PR #25, opened 2018-06-15
Inject clonerefs into the source builds

stevekuznetsov:
We do not want users to have to inject our infrastructure tools into
their test containers, so we can do it ourselves before we need to use
them.

/assign @smarterclayton 
This is going to add a bunch of boilerplate I guess

### DIFF
--- a/pkg/api/types.go
+++ b/pkg/api/types.go
@@ -289,10 +289,15 @@ type SourceStepConfiguration struct {
 	From PipelineImageStreamTagReference `json:"from"`
 	To   PipelineImageStreamTagReference `json:"to,omitempty"`
 
-	// SourcePath is the location within the source repository
+	// PathAlias is the location within the source repository
 	// to place source contents. It defaults to
 	// github.com/ORG/REPO.
 	PathAlias string `json:"source_path"`
+	// ClonerefsImage is the image where we get the clonerefs tool
+	ClonerefsImage ImageStreamTagReference `json:"clonerefs_image"`
+	// ClonerefsPath is the path in the above image where the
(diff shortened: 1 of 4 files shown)


pkg/api/types.go
```diff
@@ -38,6 +38,10 @@ type ReleaseBuildConfiguration struct {
 	// cloning from is ignored.
 	CanonicalGoRepository string `json:"canonical_go_repository"`
 
+	// ClonerefsSourceImage configures from which image we extract the clonerefs
+	// tool for use in our clone steps
+	ClonerefsSourceImage ClonerefsSourceImage `json:"clonerefs_source_image"`
```
smarterclayton: I would call this `release_tools`.

smarterclayton: or something that is more generic.

stevekuznetsov: ack

pkg/api/types.go
```diff
@@ -66,6 +69,19 @@ type ReleaseBuildConfiguration struct {
 	Resources ResourceConfiguration
 }
 
+// ReleaseToolsConfig holds configuration for tools used in the infrastructure
+type ReleaseToolsConfig struct {
+	// ClonerefsSourceImage configures from which image we extract the clonerefs
+	// tool for use in our clone steps
+	ClonerefsSourceImage ClonerefsSourceImage `json:"clonerefs_source_image"`
```
smarterclayton: Are we really, really, really going to want to have multiple of these?  Why wouldn't we just have a release tools image.

spadgett:
I didn't know I needed a /yolo command until just now

PR #27, opened 2018-06-21
Support additional image promotions during promote

smarterclayton:
The user can add an additional promotion step for images that aren't in the
images list (so we can promote a base image, or an input image, or rename
an image into multiple spots).

Used by origin to push origin-base.

```
  "promotion": {
    "namespace": "ci",
    "name": "test-stable",
    "additional_images": {
      "base": "base",
      "rpms": "rpms",
      "src": "src"
    }
  },

```


smarterclayton:
@stevekuznetsov can you take a quick look?  builds, fixed a test break, and verified it locally for origin (changes in a separate PR to the prow config)

PR #29, opened 2018-06-22
Perform a submodule init on the cloned code

smarterclayton:
Not currently optional, but could be made so. Required for
openshift/origin-aggregated-logging

@stevekuznetsov if we make this optional i think it should be a boolean on the top level - but i'm not sure what scenario you have a git submodule in your repo that you don't need it for normal workloads.


smarterclayton:
Let me know your preference.

stevekuznetsov:
Why shouldn't this be in `clonerefs`?

PR #35, opened 2018-06-25
Use a multithreaded python server to serve RPMs

smarterclayton:
SimpleHTTPServer is single threaded and so a long download will cause
liveness checks to fail. This is a more complicated variant that runs
multiple threads.

@stevekuznetsov 

Tested manually, verified shutdown is clean, ran a load test against it.


stevekuznetsov:
I wish I never saw this :O

PR #36, opened 2018-06-25
Expose 'src' as LOCAL_IMAGE_SRC for use in template jobs

smarterclayton:


smarterclayton:
Other jobs create this binding.

PR #657, opened 2018-04-27
Increased time of awaiting in balance service test

popzxc:


popzxc:
To check that current values of timeout/await are better, I've launched this test ~200 times with script and got no failures.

**Exercise goal**.
Examine the entries and report how many of their lines contain the string "want", giving no more than the number.

**Solution**.
2